Mai Corlin Frederiksen

Institution

Until recently: Chinese University of Hong Kong

Amount

DKK 1,180,078

Year

2020

Type of grant

Reintegration Fellowships

What?

The ongoing protest movement in Hong Kong was remarkably visual, with hundreds of protest wall complexes across the territory and massive amounts of visual material on digital platforms. The explicit use of the image as part of the protest movement in Hong Kong, has (once again) shown us just how central the image is to the formation of political imaginaries- thus making it all the more important to analyse these images along with what happens when the conditions to produce these images are severely constrained. Thus, this project enquires into the shifting visual politics of the Hong Kong protests by analysing the changing images of the protest movement along with the shift in political space for protest with the introduction of the new national security legislation (NSL) June 30th 2020.

Why?

The NSL effectively criminalised the movement and its images. As a consequence, the visual presence of the movement in the territory was made to vanish by movement participants. While political analysts struggled to understand the consequences of this legislation, the disappearance of protest images gave the answer up-front: the Hong Kong that was, had disappeared in a flash. Or at least, that was what the protesters would like for us to see.

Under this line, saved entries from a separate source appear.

PR #214, opened 2021-10-05
run.sh: add option to modify the default username inside the container.

yakutovicha:

PR #217, opened 2021-10-14
Use docker-compose files to manage local deployments.

csadorf:
The revised setup encourages a better separation of build and runtime
configuration.

The runtime configuration is configured via environment variables while
different build configurations (i.e. the development configuration) is
enabled by selecting the docker-compose.develop.yml file in addition to
the default docker-compose.yml file.

A user and app developer simply starts the deploy via: `./manage.py up`
while an AiiDAlab system developer can trigger the start of a deploy
with development versions installed via the `./manage.py --develop up`
command.  Note that this requires a different build of AiiDAlab, i.e.,
this command launches a different image.

### DIFF
--- a/manage.py
+++ b/manage.py
@@ -48,6 +48,13 @@ def _service_is_up(docker_compose, service):
 )
 @click.option("-p", "--project-name", help="Specify an alternative project name.")
 @click.option(
+    "--env-file",
+    type=click.Path(dir_okay=False, writable=True, path_type=Path),
+    default=".env",
+    help="The path of the env-file to use for configuration.",
+    show_default=True,
+)
+@click.option(
     "-v",
     "--verbose",
     count=True,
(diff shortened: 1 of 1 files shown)


README.md
```diff
@@ -25,3 +71,4 @@ Grant No. 676598.
 
 ![MARVEL](miscellaneous/logos/MARVEL.png)
 ![MaX](miscellaneous/logos/MaX.png)
+requirements-manage.txt
```
yakutovicha, line 74: I am not sure how did this line end up here.

docker-compose.yml
```diff
@@ -0,0 +1,16 @@
+version: "3.8"
+services:
+  aiidalab:
+    build:
+      context: .
+      args:
+        - aiidalab_home_version=v21.10.0
+    ports:
+      - ${AIIDALAB_PORT:-8888}:8888
+    environment:
```
yakutovicha, line 10: Can you also add the possibility to modify the default username? For an example, see #214

manage.py
```diff
@@ -0,0 +1,266 @@
...
+    )
+    click.echo(f"Written configuration to '{env_file}'.")
+
+
+@cli.command()
+@click.option(
+    "--restart", is_flag=True, help="Restart AiiDAlab in case that it is already up."
+)
+@click.pass_context
+def up(ctx, restart):
```
yakutovicha, line 159: Can you add an option to use a different `.env` file? This would allow starting multiple containers at the same time, I guess.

The circumstances inflicted by the NSL for a moment crystalized how censorship and self-censorship unfold in tandem and thus provide a unique opportunity to study a region in transition. Because what is actually going on? Is Hong Kong disappearing? What are the consequences - for the movement and its images - of this new legislation?

How?

I propose a longitudinal study for the analysis of the images of the protest movement from it began in May 2019 and until June 2021, a year after the introduction of the NSL. In the analysis of the images of the protest movement, I include physical images and visual material hung on protest walls and I include digital images that are shared, reshared and deleted on SoME platforms and messaging services. I approach the "image" in its broadest sense, that is, I research the image as "image events." Image events refer to the image as a process, including the way images are made, circulated, recirculated and responding to situations taking place on the public arena. The image events thus connect the digital and physical realms into a circuit for the production of visual protest material.